The futuristic weapons will not diminish emotional impact

Sep 12, 2013 07:26 GMT  ·  By

The most recent single-player trailer for Call of Duty: Ghosts shows an orbital strike launched from a satellite using a kinetic weapon, but the development team working on the first-person shooter insists that the overall story is still plausible and based on real-world national defense theory.

Dan Amrich, the community manager at the company, writes on his own blog that the developers at Infinity Ward are standing by their promise to create a grounded narrative that focuses more on the emotions of the protagonists than on military spectacle.

He states, “The concept of kinetic bombardment – nicknamed in the science and defense communities as ‘Rods from God‘ – has been used in sci-fi stories for years by authors including Robert Heinlein, Larry Niven, and Neal Stephenson, but it’s also been seriously considered by the United States Air Force as a military strike that could create mass devastation without nuclear fallout.”
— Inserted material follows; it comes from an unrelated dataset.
PR #6294, opened 2026-08-16
Fix leakage of tasks awaiting initialization of some elements

### LINKED ISSUE #6277: Element-owned awaits leak their tasks when the client is deleted (button.clicked, scene/leaflet initialized)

The single-player trailer for Call of Duty: Ghosts shows the ODIN satellite firing on the United States, destroying the Golden Gate bridge and opening up the country to an invasion from forces coming from the Southern Hemisphere.

Amrich adds, “long after Infinity Ward had committed to the concept for Ghosts, a thread about the USAF’s Project Thor showed up on Reddit in May of this year, which simultaneously made people involved in CoD feel good about their game’s fiction and a bit worried that the ‘catastrophic event’ might leak.”
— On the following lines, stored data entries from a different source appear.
PR #6295, opened 2026-08-16
Fix awaited ui.run_javascript leaking task when client is deleted

### LINKED ISSUE #6278: Awaited run_javascript reports a bogus timeout or leaks its task when the client is deleted
### Description

#6277 covers element-owned awaits; the same class of problem exists in `Client.run_javascript`'s `send_and_wait` ([client.py](https://github.com/zauberzeug/nicegui/blob/main/nicegui/client.py)), which is client-owned and therefore not fixed by resolving element events in `_handle_delete`. Two symptoms:

1. **Bogus timeout error when the client is deleted while waiting for the connection.** `send_and_wait` awaits `client.connected()`, and `Client.delete()` ends with `self._connected.set()  # for terminating connected() waits` — the waiter wakes as a *success*. It then awaits a `JavaScriptRequest` that no browser will ever answer and raises `TimeoutError: JavaScript did not respond within 1.0 s` into the awaiting task, which lands in `app.handle_exception` at ERROR level. This is the same log-noise class as #6226, one caller over: the report blames JavaScript, but the actual cause is a pruned client.

2. **Task leak when awaiting on an already-deleted client.** `connected()` parks forever in that case (`delete()` sets `_connected` once and immediately clears it again; nothing ever sets it afterwards), so the awaiting task stays in `background_tasks.running_tasks` until server shutdown — the same leak class as #6250/#6277.

Minimal example for symptom 1:

```python
from nicegui import ui


@ui.page('/')
async def page():
    width = await ui.run_javascript('window.innerWidth')
    ui.label(f'{width}px')


ui.run()
```

Request the page without opening a websocket (`curl localhost:8080/`) and wait for pruning (~60–70 s): the log shows `TimeoutError: JavaScript did not respond within 1.0 s` even though no JavaScript problem exists. Any bot or prefetch request triggers this.

### Suggested fix

Make `send_and_wait` deletion-aware, mirroring #6229's timer fix: check for deletion before awaiting `connected()` and re-check after the wake, and end the wait gracefully instead of running into the JavaScript timeout — e.g. resolve with `None` (matching `await dialog` in #6250) or raise a dedicated, clearly-worded exception; which of the two is a design decision to make here.

Independent of the caller-side fix, `Client.connected()`'s docstring should state that the method also returns when the client is deleted and that callers must re-check — this contract is currently documented nowhere and is what keeps producing this bug class (#6226, #6250, #6277, this issue).

SaadZahem:
### Motivation

Fixes #6278

A lot of issues are related to this one.
This PR also updates the docstring of `client.connected`

### Implementation

PS (placed higher for importance): @evnchn pointed this out
> ⚠️ One residual worth naming in the PR body rather than hiding behind the green: after the fix the woken builder continues past the None into ui.label('all done') on a deleted client, so check_existence() logs "Client has been deleted but is still being used. This is most likely a bug in your application code." Nothing fails on a WARNING, so the updated assertion passes with it still firing. Whether to also stop the builder is a maintainer call.

#### The fix

Based on the info that `client.connected` returns when the client is connected
_but also when it's deleted_ (I have added this to its docstring),
I added a guard after it that checks whether the client is deleted.
This guard cancels the calling async task since they can't do much without a client.

```diff
diff --git a/nicegui/client.py b/nicegui/client.py
index 8886c135..97ae82a0 100644
--- a/nicegui/client.py
+++ b/nicegui/client.py
@@ -303,6 +303,9 @@ class Client:
         async def send_and_wait():
             self.outbox.enqueue_message('run_javascript', {'code': code, 'request_id': request_id}, target_id)
             await self.connected()
+            if self.is_deleted:
+                return None
             return await JavaScriptRequest(request_id, timeout=timeout)
 
         return AwaitableResponse(send_and_forget, send_and_wait)
```

The guard at the beginning of `client.connected` got extended:
```py
        if self.has_socket_connection or self.is_deleted:
            return
```

#### Testing

I tested using this modified MRE (at first)

```py
import asyncio

from nicegui import app, ui


@ui.page('/')
async def page():
    width = await ui.run_javascript('window.innerWidth')
    ui.label(f'{width}px')


@app.on_startup
async def prune_faster() -> None:
    while True:
        await asyncio.sleep(0.5)
        Client.prune_instances(client_age_threshold=2)


ui.run(show=False)
```

I added 2 tests:
1. test if client disconnected in the middle of `await ui.run_javascript()`
2. test if client disconnected before `await ui.run_javascript()`

#### Documentation

A bit of documentation was added to `client.connected` method mentioning that it raises `ClientConnectionTimeout`.
I've noted the use of double backticks in the docstring.

<details><summary>

#### One suggestion (out of scope)

</summary>

I recommend making `client.connected` return a boolean.
`True` when connected, `False` otherwise.
In that case, the user can use it like this:

```py
    if not await ui.context.client.connected():
        return
```

Otherwise, the user is instructed to check for whether the client is deleted after calling
`client.connected`, which looks like this:

```py
    if ui.context.client.is_deleted:
        return
```

It's not just about writing less code, it's about having a function communicate its purpose clearly.
By having the function returning `True` or `False`, the user can guess that True is when things go right,
and `False` is for when things go otherwise.

That was my suggestion. It's up to the maintainers to decide how to shape the public API.

</details>

### Progress

- [x] The PR title is a short phrase starting with the verb "Fix"
- [x] Documentation was added to `client.connected` advising the user to guard it.

### DIFF
--- a/nicegui/client.py
+++ b/nicegui/client.py
@@ -257,7 +257,10 @@ class Client:
         return self.page.resolve_title() if self.title is None else self.title
 
     async def connected(self, timeout: float | None = None) -> None:
-        """Block execution until the client is connected.
+        """Block execution until the client is connected or deleted.
+
+        Because this method also returns when the client is deleted,
+        the caller must recheck using `client.is_deleted`.
 
         :param timeout: timeout in seconds (default: ``None``)
         """
--- a/nicegui/client.py
+++ b/nicegui/client.py
@@ -303,9 +303,6 @@ class Client:
         async def send_and_wait():
             self.outbox.enqueue_message('run_javascript', {'code': code, 'request_id': request_id}, target_id)
             await self.connected()
-            if self.is_deleted:
-                asyncio.current_task().cancel()
-                await asyncio.sleep(0)  # let cancellation take effect
             return await JavaScriptRequest(request_id, timeout=timeout)
 
         return AwaitableResponse(send_and_forget, send_and_wait)
--- a/nicegui/client.py
+++ b/nicegui/client.py
@@ -261,7 +261,7 @@ class Client:
 
         :param timeout: timeout in seconds (default: ``None``)
         """
-        if self.has_socket_connection:
+        if self.has_socket_connection or self.is_deleted:
             return
         self._waiting_for_connection.set()
         self._connected.clear()
@@ -303,6 +303,8 @@ class Client:
         async def send_and_wait():
             self.outbox.enqueue_message('run_javascript', {'code': code, 'request_id': request_id}, target_id)
             await self.connected()
+            if self.is_deleted:
+                return None
             return await JavaScriptRequest(request_id, timeout=timeout)
 
         return AwaitableResponse(send_and_forget, send_and_wait)
--- a/nicegui/client.py
+++ b/nicegui/client.py
@@ -307,7 +307,7 @@ class Client:
             self.outbox.enqueue_message('run_javascript', {'code': code, 'request_id': request_id}, target_id)
             await self.connected()
             if self.is_deleted:
-                asyncio.current_task().cancel()
+                cast(asyncio.Task, asyncio.current_task()).cancel()
                 await asyncio.sleep(0)  # let cancellation take effect
             return await JavaScriptRequest(request_id, timeout=timeout)
 
--- a/nicegui/client.py
+++ b/nicegui/client.py
@@ -257,10 +257,7 @@ class Client:
         return self.page.resolve_title() if self.title is None else self.title
 
     async def connected(self, timeout: float | None = None) -> None:
-        """Block execution until the client is connected or deleted.
-
-        Because this method also returns when the client is deleted,
-        the caller must recheck using `client.is_deleted`.
+        """Block execution until the client is connected.
 
         :param timeout: timeout in seconds (default: ``None``)
         """
--- a/nicegui/client.py
+++ b/nicegui/client.py
@@ -303,6 +303,9 @@ class Client:
         async def send_and_wait():
             self.outbox.enqueue_message('run_javascript', {'code': code, 'request_id': request_id}, target_id)
             await self.connected()
+            if self.is_deleted:
+                asyncio.current_task().cancel()
+                await asyncio.sleep(0)  # let cancellation take effect
             return await JavaScriptRequest(request_id, timeout=timeout)
 
         return AwaitableResponse(send_and_forget, send_and_wait)
--- a/nicegui/client.py
+++ b/nicegui/client.py
@@ -307,7 +307,7 @@ class Client:
             self.outbox.enqueue_message('run_javascript', {'code': code, 'request_id': request_id}, target_id)
             await self.connected()
             if self.is_deleted:
-                cast(asyncio.Task, asyncio.current_task()).cancel()
+                asyncio.current_task().cancel()
                 await asyncio.sleep(0)  # let cancellation take effect
             return await JavaScriptRequest(request_id, timeout=timeout)
 
--- a/nicegui/client.py
+++ b/nicegui/client.py
@@ -260,6 +260,7 @@ class Client:
         """Block execution until the client is connected.
 
         :param timeout: timeout in seconds (default: ``None``)
+        :raises ClientConnectionTimeout: if ``timeout`` elapses first
         """
         if self.has_socket_connection or self.is_deleted:
             return
--- a/nicegui/client.py
+++ b/nicegui/client.py
@@ -290,10 +290,14 @@ class Client:
         Internally, ``await client.connected()`` is called before the JavaScript code is executed (*since version 3.0.0*).
         This might delay the execution of the JavaScript code and is not covered by the ``timeout`` parameter.
 
+        *Updated in version 3.17.0: Awaiting the response resolves with ``None`` when the client has been deleted,
+        e.g. because the browser tab was closed.*
+
         :param code: JavaScript code to run
         :param timeout: timeout in seconds (default: 1.0)
 
-        :return: AwaitableResponse that can be awaited to get the result of the JavaScript code
+        :return: AwaitableResponse that can be awaited to get the result of the JavaScript code,
+            or ``None`` if the client has been deleted
         """
         request_id = str(uuid.uuid4())
         target_id = self._temporary_socket_id or self.id
--- a/nicegui/client.py
+++ b/nicegui/client.py
@@ -303,9 +303,13 @@ class Client:
         target_id = self._temporary_socket_id or self.id
 
         def send_and_forget():
+            if self.is_deleted:
+                return
             self.outbox.enqueue_message('run_javascript', {'code': code}, target_id)
 
         async def send_and_wait():
+            if self.is_deleted:
+                return None
             self.outbox.enqueue_message('run_javascript', {'code': code, 'request_id': request_id}, target_id)
             await self.connected()
             if self.is_deleted:
--- a/nicegui/client.py
+++ b/nicegui/client.py
@@ -302,12 +302,12 @@ class Client:
         request_id = str(uuid.uuid4())
         target_id = self._temporary_socket_id or self.id
 
-        def send_and_forget():
+        def send_and_forget() -> None:
             if self.is_deleted:
                 return
             self.outbox.enqueue_message('run_javascript', {'code': code}, target_id)
 
-        async def send_and_wait():
+        async def send_and_wait() -> Any:
             if self.is_deleted:
                 return None
             self.outbox.enqueue_message('run_javascript', {'code': code, 'request_id': request_id}, target_id)
--- a/tests/test_speculative_loading.py
+++ b/tests/test_speculative_loading.py
@@ -117,9 +117,11 @@ def test_prefetch_connects_after_navigation(screen: Screen, event_log: EventLog)
     screen.click('answer')
     event_log.wait_for('connect: /answer')
     event_log.wait_for('answer: 42')
-    # if the client was deleted, shouldn't the answer be None?
-    assert event_log.items == ['answer: called', 'connect: /', 'answer: called', 'connect: /answer', 'answer: 42'], \
-        'answer() should re-evaluate after prefetch client was pruned'
+    assert event_log.items == [
+        'answer: called', 'connect: /',
+        'answer: None',
+        'answer: called', 'connect: /answer', 'answer: 42',
+    ], 'answer() should re-evaluate after prefetch client was pruned'
     screen.should_contain('all done')
 
 
--- a/tests/test_speculative_loading.py
+++ b/tests/test_speculative_loading.py
@@ -117,6 +117,7 @@ def test_prefetch_connects_after_navigation(screen: Screen, event_log: EventLog)
     screen.click('answer')
     event_log.wait_for('connect: /answer')
     event_log.wait_for('answer: 42')
+    # if the client was deleted, shouldn't the answer be None?
     assert event_log.items == ['answer: called', 'connect: /', 'answer: called', 'connect: /answer', 'answer: 42'], \
         'answer() should re-evaluate after prefetch client was pruned'
     screen.should_contain('all done')
--- a/nicegui/functions/javascript.py
+++ b/nicegui/functions/javascript.py
@@ -16,9 +16,13 @@ def run_javascript(code: str, *, timeout: float = 1.0) -> AwaitableResponse:
     Internally, ``await client.connected()`` is called before the JavaScript code is executed (*since version 3.0.0*).
     This might delay the execution of the JavaScript code and is not covered by the ``timeout`` parameter.
 
+    *Updated in version 3.17.0: Awaiting the response resolves with ``None`` when the client has been deleted,
+    e.g. because the browser tab was closed.*
+
     :param code: JavaScript code to run
     :param timeout: timeout in seconds (default: 1.0)
 
-    :return: AwaitableResponse that can be awaited to get the result of the JavaScript code
+    :return: AwaitableResponse that can be awaited to get the result of the JavaScript code,
+        or ``None`` if the client has been deleted
     """
     return context.client.run_javascript(code, timeout=timeout)
--- a/tests/test_javascript.py
+++ b/tests/test_javascript.py
@@ -1,5 +1,8 @@
-from nicegui import ui
-from nicegui.testing import Screen
+import asyncio
+
+from nicegui import background_tasks, ui
+from nicegui.client import Client
+from nicegui.testing import Screen, User
 
 
 def test_run_javascript_on_button_press(screen: Screen):
@@ -93,3 +96,37 @@ def test_simultaneous_async_javascript(screen: Screen):
     screen.click('runB')
     screen.should_contain('A: 1')
     screen.should_contain('B: 2')
+
+
+async def test_awaited_run_javascript_resolves_when_client_is_deleted_while_waiting(user: User):
+    results = []
+
+    @ui.page('/')
+    async def page():
+        results.append(await ui.run_javascript('window.innerWidth'))
+
+    await user.http_client.get('/')  # request the page without ever opening the websocket
+    await asyncio.sleep(0)
+    Client.prune_instances(client_age_threshold=0)  # delete the client, waking up connected()
+    await asyncio.sleep(1.5)  # longer than run_javascript's default 1.0 s timeout
+    assert results == [None]
+
+
+async def test_awaited_run_javascript_resolves_when_client_is_already_deleted(user: User):
+    results = []
+
+    @ui.page('/')
+    async def page():
+        client = ui.context.client
+
+        async def later() -> None:
+            await asyncio.sleep(0.3)  # resume long after the client is gone
+            results.append(await client.run_javascript('window.innerWidth'))
+
+        background_tasks.create(later())
+
+    await user.http_client.get('/')  # request the page without ever opening the websocket
+    await asyncio.sleep(0)
+    Client.prune_instances(client_age_threshold=0)
+    await asyncio.sleep(1.5)
+    assert results == [None]
--- a/tests/test_javascript.py
+++ b/tests/test_javascript.py
@@ -1,7 +1,6 @@
 import asyncio
 
-from nicegui import background_tasks, ui
-from nicegui.client import Client
+from nicegui import Client, ui
 from nicegui.testing import Screen, User
 
 
@@ -98,35 +97,23 @@ def test_simultaneous_async_javascript(screen: Screen):
     screen.should_contain('B: 2')
 
 
-async def test_awaited_run_javascript_resolves_when_client_is_deleted_while_waiting(user: User):
+async def test_awaited_run_javascript_resolves_when_client_is_deleted(user: User):
+    """The task awaiting run_javascript must not time out or wait forever when the client is deleted, e.g. after a disconnect."""
+    clients: list[Client] = []
     results = []
 
     @ui.page('/')
     async def page():
+        clients.append(ui.context.client)
         results.append(await ui.run_javascript('window.innerWidth'))
 
     await user.http_client.get('/')  # request the page without ever opening the websocket
     await asyncio.sleep(0)
+    assert not results
+
     Client.prune_instances(client_age_threshold=0)  # delete the client, waking up connected()
-    await asyncio.sleep(1.5)  # longer than run_javascript's default 1.0 s timeout
-    assert results == [None]
+    await asyncio.sleep(0.1)  # let the page function resume
+    assert results == [None]  # the page function resumed with None instead of timing out
 
-
-async def test_awaited_run_javascript_resolves_when_client_is_already_deleted(user: User):
-    results = []
-
-    @ui.page('/')
-    async def page():
-        client = ui.context.client
-
-        async def later() -> None:
-            await asyncio.sleep(0.3)  # resume long after the client is gone
-            results.append(await client.run_javascript('window.innerWidth'))
-
-        background_tasks.create(later())
-
-    await user.http_client.get('/')  # request the page without ever opening the websocket
-    await asyncio.sleep(0)
-    Client.prune_instances(client_age_threshold=0)
-    await asyncio.sleep(1.5)
-    assert results == [None]
+    # calling on a deleted client resolves immediately
+    assert await clients[0].run_javascript('window.innerWidth') is None


falkoschindler (changes requested):
Thanks for picking this up, and for tracing the mechanism so precisely — the diagnosis in the PR body is exactly right. I think the change needs a couple of adjustments before it can go in, though: the guard sits one step too late to cover both symptoms of #6278, and cancelling the caller's task turns out to be a sharper tool than the situation needs.

### Major

1. **Symptom 2 of #6278 (already-deleted client) is not fixed — the new guard is unreachable in that case** — [client.py 307-309](https://github.com/zauberzeug/nicegui/blob/b69ea25b5/nicegui/client.py). When the client was already deleted before `send_and_wait` runs (e.g. an event handler resuming after `await asyncio.sleep(...)` once the tab is gone and `reconnect_timeout` has elapsed), `has_socket_connection` is `False` (`handle_disconnect` reset `tab_id`) and `_connected` was set-then-cleared by `delete()`, so `connected()` clears the event again and waits on something nothing will ever set. The `if self.is_deleted:` check on line 309 is never reached, the task stays in `background_tasks.running_tasks` until shutdown, and — because `send_and_wait` closes over `self` — the deleted `Client` and its element tree are pinned in memory too. Along the way `enqueue_message` also fires the "Client has been deleted but is still being used" warning for what isn't a user bug. The issue's suggested fix asks for a check *before* `connected()` as well as after; `Timer._can_start` (a9121acf0) does exactly that (pre-check → `await connected()` → post-check). Since the PR says "Fixes #6278", either both symptoms need covering or the description should scope it down.

2. **Cancelling the caller's task is the wrong resolution shape** — [client.py 310-311](https://github.com/zauberzeug/nicegui/blob/b69ea25b5/nicegui/client.py). `send_and_wait` runs inline in whatever task awaits the `AwaitableResponse`, and that task is not necessarily owned by the deleted client. Concrete cases where the new behavior is worse than the old catchable `TimeoutError`:
   - An `app.timer`/`ui.timer` on a *live* client broadcasting `for c in list(Client.instances.values()): with c: await c.run_javascript(...)` — one pruned client cancels the invocation task, `Timer._run_in_loop` hits `except asyncio.CancelledError: break` ([timer.py 99](https://github.com/zauberzeug/nicegui/blob/b69ea25b5/nicegui/timer.py)) and the timer stops permanently, silently.
   - A plain FastAPI route awaiting a stored client's `run_javascript` — uvicorn's request task is cancelled, which logs "Exception in ASGI application" at ERROR and returns a 500; the log-noise class this PR sets out to remove reappears in a different logger.
   - `except TimeoutError: fallback` / `except Exception:` handlers in user code no longer fire, and everything after the await (DB writes, notifications on another client) is silently skipped, since every internal wrapper (`events._await_and_handle_in_context`, `_handle_exceptions`, `page.wait_for_result`) lets `CancelledError` through.
   - `asyncio.gather(..., return_exceptions=True)` over clients now yields `CancelledError` *instances* as results, which `isinstance(r, Exception)` filters don't catch.
   
   The two sibling fixes both chose value-shaped outcomes: `await dialog` resolves with `None` (#6250), `Timer._can_start` returns `False` (#6229). `Element.run_method` — which delegates to this very code — already returns `NullResponse` (awaits to `None`) on a dead client. Resolving with `None` here (i.e. `return None`) matches all three, keeps the decision with the caller, and needs no `cast`/`current_task`/`sleep(0)`. If you'd rather raise, the issue offers "a dedicated, clearly-worded exception" as the alternative — that's a maintainer call, but self-cancellation is a third option nobody proposed and it has the widest blast radius. (If cancellation is kept anyway, `raise asyncio.CancelledError` is the one-line equivalent and avoids bumping the task's `cancelling()` counter on 3.11+.)

3. **The fix belongs one level up, in `connected()` itself.** The docstring change turns "recheck `is_deleted` after `connected()`" into every caller's job, but four in-repo callers don't do it and now formally violate the documented contract: `Button.clicked()` ([button.py 66](https://github.com/zauberzeug/nicegui/blob/b69ea25b5/nicegui/elements/button.py)), and `initialized()` in leaflet, scene and scene_view — each awaits `connected()` and then an event nobody sets on delete, so they park forever after a prune (the #6277 class). This PR is the third caller-side patch for the same primitive (after `disconnected()` and `Timer._can_start`), and the three use three different recheck idioms (`is_deleted`, `client.id not in Client.instances`, `self.id in self.instances`). A one-line `if self.has_socket_connection or self.is_deleted: return` at the top of `connected()` fixes symptom 2 for all callers at once without any API change and leaves `send_and_wait` with just the single post-wake check. Your `-> bool` suggestion would be the cleaner API long-term, but it's a public-signature change and can be a separate discussion; the early return is orthogonal and cheap. Not asking you to fix the four callers here — a follow-up reference is enough — but the docstring shouldn't promise a contract that the file's own neighbours break.

### Minor

4. **New `connected()` docstring overstates what the code does** — [client.py 260-263](https://github.com/zauberzeug/nicegui/blob/b69ea25b5/nicegui/client.py). "Returns when the client is deleted" is only true for a waiter parked at the moment of deletion; a call *after* deletion never returns (finding 1), and with `timeout` set it raises `ClientConnectionTimeout` rather than returning — worth a `:raises ClientConnectionTimeout:` line. Both go away if `connected()` gets the early return from finding 3. Also `run_javascript`'s own docstring (line 292) and the mirror in `functions/javascript.py` don't mention the new deletion behavior at all, while that's where users will look.

5. **RST markup: single backticks in the docstring** — [client.py 263](https://github.com/zauberzeug/nicegui/blob/b69ea25b5/nicegui/client.py). Docstrings are rendered as reStructuredText (CONTRIBUTING.md), where single backticks are *interpreted text* (italic), not inline code. The surrounding lines use double backticks (` ``None`` `, ` ``await client.connected()`` `), so this should be ` ``client.is_deleted`` `.

6. **The reason given for skipping a test doesn't hold.** "Tearing down the client [is] the kind of tests we advise against" — but that's exactly what the two sibling tests do with the fast `User` fixture and no internals: `test_no_error_when_timer_is_deleted_while_waiting_for_connection` in [tests/test_timer.py](https://github.com/zauberzeug/nicegui/blob/b69ea25b5/tests/test_timer.py) (`await user.http_client.get('/')` + `Client.prune_instances(client_age_threshold=0)`, then relies on the fixture failing on any logged ERROR) and `test_awaited_dialog_resolves_when_client_is_deleted` in tests/test_dialog.py (`dialog.client.delete()`). The same ~10-line shape covers symptom 1 here — page awaits `ui.run_javascript`, request without websocket, prune, assert no `TimeoutError` is logged — and would fail on `main`. A second one with a handler that awaits `run_javascript` *after* the prune would have caught finding 1. Not insisting on a test per AGENTS.md, but the justification should be either corrected or replaced by the test.

Happy to help sketch the `connected()` variant if you want to go that route. [※](https://zauberzeug.github.io/colophon/#m=claude-fable-5&t=Findings%20from%20a%20multi-agent%20code%20review%2C%20wording%20and%20structure%20from%20the%20model%3B%20the%20maintainer%20requested%20changes%20based%20on%20the%20summary%20without%20reading%20the%20full%20text.&p=agent&d=2026-08-17&a=claude-code "claude-fable-5: Findings from a multi-agent code review, wording and structure from the model; the maintainer requested changes based on the summary without reading the full text.")

SaadZahem:
I reverted all the 3 initial commits. That includes canceling caller's task and doc-string change.
The newest commit [23e03e6](https://github.com/zauberzeug/nicegui/pull/6295/commits/23e03e6d63a618b07773ad643c0d9d3eabf17aa7) adds 2 guards:
1. At the beginning of `client.connected`, exit early if client was already deleted (symptom 2).
2. After `await self.connected` in `send_and_wait`, resolve with `None` if the client was deleted while awaiting (symptom 1).

That brings the PR on the right track, I think.
I am still considering adding a test and updating the doc-string before I request a review again.

Is the current shape of `send_and_wait` good?
I made it resolve to `None` which hands the control back to the caller.
Would it be better to raise an error instead?

evnchn:

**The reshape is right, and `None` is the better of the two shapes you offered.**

More details about the single-player story of Ghosts will be revealed in the coming weeks and will deliver the promised emotional content.

Much of the success of the coming shooter will be linked to the multiplayer game modes that Infinity Ward is creating.

Call of Duty: Ghosts will be launched on November 5 on the PC, the PlayStation 3, the Xbox 360, the Wii U and it will also be later available on the PlayStation 4 and the Xbox One.